(Stored items)
PR #2194, opened 2026-05-12
fix: Use GitHub API for certain fragment checks

gittihub-jpg:
Closes #2128

## Summary
Routes specific GitHub fragment checks through the REST API when a `GITHUB_TOKEN` is set, resolving implicit README and directory-view fragments without downloading full pages.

### [What is required]
Your task is to retype the data exactly, with no line missing.

### [Answer to this exercise]
PR #2194, opened 2026-05-12
fix: Use GitHub API for certain fragment checks

gittihub-jpg:
Closes #2128

## Summary
Routes specific GitHub fragment checks through the REST API when a `GITHUB_TOKEN` is set, resolving implicit README and directory-view fragments without downloading full pages.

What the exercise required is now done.